Records from a data collection:
PR #2248, opened 2026-03-26
ci: renable semver

nicklan:
Split the semver CI into two workflows.  The first one just runs the check and uses `pull_request` unlike before where we used `pull_request_target`. This means it's pure read-only and will have no possible secret access etc.

When it finishes then a job that runs in the context of the base repo (semver-label) will run, which will look at the output and add/remove the label as needed.

The semver-check workflow is checked here, but the label one can only be tested once we've merged this

### DIFF
--- a/.github/workflows/semver-checks.yml
+++ b/.github/workflows/semver-checks.yml
@@ -68,5 +68,5 @@ jobs:
         # note that this won't run on proc macro/derive crates, so don't need to include
         # delta_kernel_derive etc.
         run: |
-          cargo semver-checks --locked -p delta_kernel -p delta_kernel_ffi --all-features \
+          cargo semver-checks -p delta_kernel -p delta_kernel_ffi --all-features \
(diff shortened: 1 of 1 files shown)


.github/workflows/semver-checks.yml
```diff
@@ -1,107 +1,72 @@
...
+        id: check
+        continue-on-error: true
+        shell: bash
+        env:
+          BASELINE_REV: ${{ steps.baseline.outputs.rev }}
+        # only check semver on released crates (delta_kernel and delta_kernel_ffi).
+        # note that this won't run on proc macro/derive crates, so don't need to include
+        # delta_kernel_derive etc.
+        run: |
+          cargo semver-checks -p delta_kernel -p delta_kernel_ffi --all-features \
```
scottsand-db: add a note why --locked is absent?

DrakeLin:
nit: description and title should be semver not semvar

* _What you are asked to do_
Give back all of the data above without any alteration.

* _Written solution_
PR #2248, opened 2026-03-26
ci: renable semver

nicklan:
Split the semver CI into two workflows.  The first one just runs the check and uses `pull_request` unlike before where we used `pull_request_target`. This means it's pure read-only and will have no possible secret access etc.

When it finishes then a job that runs in the context of the base repo (semver-label) will run, which will look at the output and add/remove the label as needed.

The semver-check workflow is checked here, but the label one can only be tested once we've merged this

### DIFF
--- a/.github/workflows/semver-checks.yml
+++ b/.github/workflows/semver-checks.yml
@@ -68,5 +68,5 @@ jobs:
         # note that this won't run on proc macro/derive crates, so don't need to include
         # delta_kernel_derive etc.
         run: |
-          cargo semver-checks --locked -p delta_kernel -p delta_kernel_ffi --all-features \
+          cargo semver-checks -p delta_kernel -p delta_kernel_ffi --all-features \
(diff shortened: 1 of 1 files shown)


.github/workflows/semver-checks.yml
```diff
@@ -1,107 +1,72 @@
...
+        id: check
+        continue-on-error: true
+        shell: bash
+        env:
+          BASELINE_REV: ${{ steps.baseline.outputs.rev }}
+        # only check semver on released crates (delta_kernel and delta_kernel_ffi).
+        # note that this won't run on proc macro/derive crates, so don't need to include
+        # delta_kernel_derive etc.
+        run: |
+          cargo semver-checks -p delta_kernel -p delta_kernel_ffi --all-features \
```
scottsand-db: add a note why --locked is absent?

DrakeLin:
nit: description and title should be semver not semvar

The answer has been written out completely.